What is needed: Give the records back in full, exactly as they read.

Data for analysis:
===

PR #7367, opened 2021-07-28
Add async Realm.asyncOpen and App.login methods

jsflax:
@dianaafanador3 this should get you started for `async/await`.


RealmSwift/Realm.swift
```diff
@@ -1005,3 +1005,35 @@ extension Realm {
...
+     - parameter configuration: A configuration object to use when opening the Realm.
+     - parameter callbackQueue: The dispatch queue on which the callback should be run.
+     - returns: An open Realm.
+     */
+    @discardableResult
+    public static func asyncOpen(configuration: Realm.Configuration = .defaultConfiguration) async throws -> Realm {
+        try await withCheckedThrowingContinuation { (continuation: CheckedContinuation<Realm, Swift.Error>) in
+            RLMRealm.asyncOpen(with: configuration.rlmConfiguration, callbackQueue: .main, callback: { rlmRealm, error in
+                if let realm = rlmRealm.flatMap(Realm.init) {
+                    continuation.resume(with: .success(realm.freeze()))
```
tgoyne, line 1032: Why is this freezing the Realm?

jsflax: Before I added freeze/thaw, using the returned Realm at the call site resulted in a `Realm accessed from incorrect thread` error.

tgoyne: Freezing and thawing the Realm is pretty much the least efficient way of handing it over to a different thread possible. Just opening the Realm using the passed-in config after the asyncOpen completes would be better. It also shouldn't be using .main for the callback queue since it then dispatches back to the continuation afterwards anyway.

jsflax: Fair point, will fix.

jsflax: Fixed now.

Realm/ObjectServerTests/SwiftObjectServerTests.swift
```diff
@@ -2931,4 +2931,45 @@ class CombineObjectServerTests: SwiftSyncTestCase {
     }
 }
 
+@available(macOS 12.0, *)
+class AsyncAwaitObjectServerTests: SwiftSyncTestCase {
+    func testAsyncOpenStandalone() async throws {
+        try autoreleasepool {
+            let realm = try Realm()
+            try! realm.write {
+                (0..<10000).forEach { _ in realm.add(SwiftPerson(firstName: "Charlie", lastName: "Bucket")) }
```
tgoyne, line 2940: Adding this many objects seems like it'd just make the test slow without making it any better at catching bugs.

Realm/ObjectServerTests/SwiftObjectServerTests.swift
```diff
@@ -2931,4 +2931,45 @@ class CombineObjectServerTests: SwiftSyncTestCase {
...
+            try! realm.write {
+                realm.add(SwiftHugeSyncObject.create())
+                realm.add(SwiftHugeSyncObject.create())
+            }
+            let progressEx = self.expectation(description: "Should upload")
+            let token = realm.syncSession!.addProgressNotification(for: .upload, mode: .forCurrentlyOutstandingWork) {
+                if $0.isTransferComplete {
+                    progressEx.fulfill()
+                }
+            }
```
tgoyne, line 2963: Any particular reason for using this rather than just `waitForUploads(for: realm)`?

RealmSwift/Realm.swift
```diff
@@ -1005,3 +1005,33 @@ extension Realm {
 
 /// The type of a block to run for notification purposes when the data in a Realm is modified.
 public typealias NotificationBlock = (_ notification: Realm.Notification, _ realm: Realm) -> Void
+
+@available(macOS 12.0, tvOS 15.0, iOS 15.0, watchOS 8.0, *)
+extension Realm {
+    private static let asyncOpenQueue = DispatchQueue(label: "io.realm.swift.asyncOpenDispatchQueue")
```
tgoyne, line 1011: This looks unused?

RealmSwift/Realm.swift
```diff
@@ -1005,3 +1005,33 @@ extension Realm {
...
+     Opening a Realm asynchronously will perform all work needed to get the Realm to
+     a usable state (such as running potentially time-consuming migrations) on a
+     background thread before dispatching back to the continiuation. In addition,
+     synchronized Realms wait for all remote content available at the time the
+     operation began to be downloaded and available locally.
+
+     - parameter configuration: A configuration object to use when opening the Realm.
+     - returns: An open Realm.
+     */
+    @discardableResult
```
tgoyne, line 1024: This shouldn't be discardable. The callback-based asyncOpen is because it returns an object that can be used to observe the progress, but using that object isn't required.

===

Completed exercise:
PR #7367, opened 2021-07-28
Add async Realm.asyncOpen and App.login methods

jsflax:
@dianaafanador3 this should get you started for `async/await`.


RealmSwift/Realm.swift
```diff
@@ -1005,3 +1005,35 @@ extension Realm {
...
+     - parameter configuration: A configuration object to use when opening the Realm.
+     - parameter callbackQueue: The dispatch queue on which the callback should be run.
+     - returns: An open Realm.
+     */
+    @discardableResult
+    public static func asyncOpen(configuration: Realm.Configuration = .defaultConfiguration) async throws -> Realm {
+        try await withCheckedThrowingContinuation { (continuation: CheckedContinuation<Realm, Swift.Error>) in
+            RLMRealm.asyncOpen(with: configuration.rlmConfiguration, callbackQueue: .main, callback: { rlmRealm, error in
+                if let realm = rlmRealm.flatMap(Realm.init) {
+                    continuation.resume(with: .success(realm.freeze()))
```
tgoyne, line 1032: Why is this freezing the Realm?

jsflax: Before I added freeze/thaw, using the returned Realm at the call site resulted in a `Realm accessed from incorrect thread` error.

tgoyne: Freezing and thawing the Realm is pretty much the least efficient way of handing it over to a different thread possible. Just opening the Realm using the passed-in config after the asyncOpen completes would be better. It also shouldn't be using .main for the callback queue since it then dispatches back to the continuation afterwards anyway.

jsflax: Fair point, will fix.

jsflax: Fixed now.

Realm/ObjectServerTests/SwiftObjectServerTests.swift
```diff
@@ -2931,4 +2931,45 @@ class CombineObjectServerTests: SwiftSyncTestCase {
     }
 }
 
+@available(macOS 12.0, *)
+class AsyncAwaitObjectServerTests: SwiftSyncTestCase {
+    func testAsyncOpenStandalone() async throws {
+        try autoreleasepool {
+            let realm = try Realm()
+            try! realm.write {
+                (0..<10000).forEach { _ in realm.add(SwiftPerson(firstName: "Charlie", lastName: "Bucket")) }
```
tgoyne, line 2940: Adding this many objects seems like it'd just make the test slow without making it any better at catching bugs.

Realm/ObjectServerTests/SwiftObjectServerTests.swift
```diff
@@ -2931,4 +2931,45 @@ class CombineObjectServerTests: SwiftSyncTestCase {
...
+            try! realm.write {
+                realm.add(SwiftHugeSyncObject.create())
+                realm.add(SwiftHugeSyncObject.create())
+            }
+            let progressEx = self.expectation(description: "Should upload")
+            let token = realm.syncSession!.addProgressNotification(for: .upload, mode: .forCurrentlyOutstandingWork) {
+                if $0.isTransferComplete {
+                    progressEx.fulfill()
+                }
+            }
```
tgoyne, line 2963: Any particular reason for using this rather than just `waitForUploads(for: realm)`?

RealmSwift/Realm.swift
```diff
@@ -1005,3 +1005,33 @@ extension Realm {
 
 /// The type of a block to run for notification purposes when the data in a Realm is modified.
 public typealias NotificationBlock = (_ notification: Realm.Notification, _ realm: Realm) -> Void
+
+@available(macOS 12.0, tvOS 15.0, iOS 15.0, watchOS 8.0, *)
+extension Realm {
+    private static let asyncOpenQueue = DispatchQueue(label: "io.realm.swift.asyncOpenDispatchQueue")
```
tgoyne, line 1011: This looks unused?

RealmSwift/Realm.swift
```diff
@@ -1005,3 +1005,33 @@ extension Realm {
...
+     Opening a Realm asynchronously will perform all work needed to get the Realm to
+     a usable state (such as running potentially time-consuming migrations) on a
+     background thread before dispatching back to the continiuation. In addition,
+     synchronized Realms wait for all remote content available at the time the
+     operation began to be downloaded and available locally.
+
+     - parameter configuration: A configuration object to use when opening the Realm.
+     - returns: An open Realm.
+     */
+    @discardableResult
```
tgoyne, line 1024: This shouldn't be discardable. The callback-based asyncOpen is because it returns an object that can be used to observe the progress, but using that object isn't required.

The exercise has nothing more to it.